Work instruction: Look through the data below. Collect every line where the word "component" occurs.
━━━
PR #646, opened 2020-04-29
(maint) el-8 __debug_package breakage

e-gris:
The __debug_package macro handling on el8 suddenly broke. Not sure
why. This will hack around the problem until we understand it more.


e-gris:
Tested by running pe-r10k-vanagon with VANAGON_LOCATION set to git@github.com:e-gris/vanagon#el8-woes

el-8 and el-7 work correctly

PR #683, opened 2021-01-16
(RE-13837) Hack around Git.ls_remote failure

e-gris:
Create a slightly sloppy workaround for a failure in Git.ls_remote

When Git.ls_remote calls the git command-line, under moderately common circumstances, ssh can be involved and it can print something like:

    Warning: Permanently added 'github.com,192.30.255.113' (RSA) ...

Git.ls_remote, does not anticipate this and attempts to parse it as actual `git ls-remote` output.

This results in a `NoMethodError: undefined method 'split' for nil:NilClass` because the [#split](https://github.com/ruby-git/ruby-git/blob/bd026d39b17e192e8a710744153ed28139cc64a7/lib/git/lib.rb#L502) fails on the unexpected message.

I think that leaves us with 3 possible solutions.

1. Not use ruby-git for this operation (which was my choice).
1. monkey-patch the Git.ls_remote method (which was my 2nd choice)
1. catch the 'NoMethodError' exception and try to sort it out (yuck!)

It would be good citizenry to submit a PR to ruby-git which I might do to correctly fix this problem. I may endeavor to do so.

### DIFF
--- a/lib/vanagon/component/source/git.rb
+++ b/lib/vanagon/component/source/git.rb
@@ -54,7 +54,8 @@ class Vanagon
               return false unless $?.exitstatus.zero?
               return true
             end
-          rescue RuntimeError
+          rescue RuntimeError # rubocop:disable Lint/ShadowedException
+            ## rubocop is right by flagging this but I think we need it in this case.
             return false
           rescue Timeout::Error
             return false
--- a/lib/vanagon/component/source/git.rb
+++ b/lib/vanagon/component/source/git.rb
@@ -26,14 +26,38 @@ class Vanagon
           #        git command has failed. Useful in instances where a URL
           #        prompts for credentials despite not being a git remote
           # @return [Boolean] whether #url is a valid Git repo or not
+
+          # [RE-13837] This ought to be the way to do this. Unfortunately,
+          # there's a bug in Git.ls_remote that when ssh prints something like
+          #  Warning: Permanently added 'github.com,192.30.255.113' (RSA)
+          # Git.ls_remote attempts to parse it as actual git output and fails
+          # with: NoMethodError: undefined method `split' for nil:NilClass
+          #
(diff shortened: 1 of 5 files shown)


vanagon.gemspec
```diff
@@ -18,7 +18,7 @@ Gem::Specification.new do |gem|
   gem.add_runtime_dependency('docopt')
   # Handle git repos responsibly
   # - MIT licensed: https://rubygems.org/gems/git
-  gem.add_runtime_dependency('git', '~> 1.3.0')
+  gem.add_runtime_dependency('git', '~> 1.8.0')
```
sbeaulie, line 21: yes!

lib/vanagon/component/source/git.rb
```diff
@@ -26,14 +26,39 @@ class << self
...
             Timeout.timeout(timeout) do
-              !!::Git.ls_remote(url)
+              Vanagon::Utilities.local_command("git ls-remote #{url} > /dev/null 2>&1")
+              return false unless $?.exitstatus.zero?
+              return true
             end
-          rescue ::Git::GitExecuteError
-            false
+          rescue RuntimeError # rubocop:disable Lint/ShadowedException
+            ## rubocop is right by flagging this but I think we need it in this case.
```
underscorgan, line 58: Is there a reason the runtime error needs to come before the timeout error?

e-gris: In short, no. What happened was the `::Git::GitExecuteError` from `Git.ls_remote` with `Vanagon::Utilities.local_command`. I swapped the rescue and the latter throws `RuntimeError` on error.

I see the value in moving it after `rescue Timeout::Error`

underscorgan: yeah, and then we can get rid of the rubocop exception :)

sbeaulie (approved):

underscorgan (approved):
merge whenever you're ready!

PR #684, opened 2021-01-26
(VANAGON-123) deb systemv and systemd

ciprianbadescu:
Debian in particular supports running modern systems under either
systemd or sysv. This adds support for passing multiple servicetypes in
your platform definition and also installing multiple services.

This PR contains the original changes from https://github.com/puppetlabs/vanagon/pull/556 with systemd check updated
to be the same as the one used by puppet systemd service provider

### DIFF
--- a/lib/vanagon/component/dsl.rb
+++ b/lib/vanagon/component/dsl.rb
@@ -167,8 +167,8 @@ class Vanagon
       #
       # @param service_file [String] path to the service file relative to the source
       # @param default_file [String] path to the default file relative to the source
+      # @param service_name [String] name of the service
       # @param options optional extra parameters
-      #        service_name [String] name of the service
━━━
Solution to the problem:
--- a/lib/vanagon/component/source/git.rb
+++ b/lib/vanagon/component/source/git.rb
--- a/lib/vanagon/component/source/git.rb
+++ b/lib/vanagon/component/source/git.rb
lib/vanagon/component/source/git.rb
--- a/lib/vanagon/component/dsl.rb
+++ b/lib/vanagon/component/dsl.rb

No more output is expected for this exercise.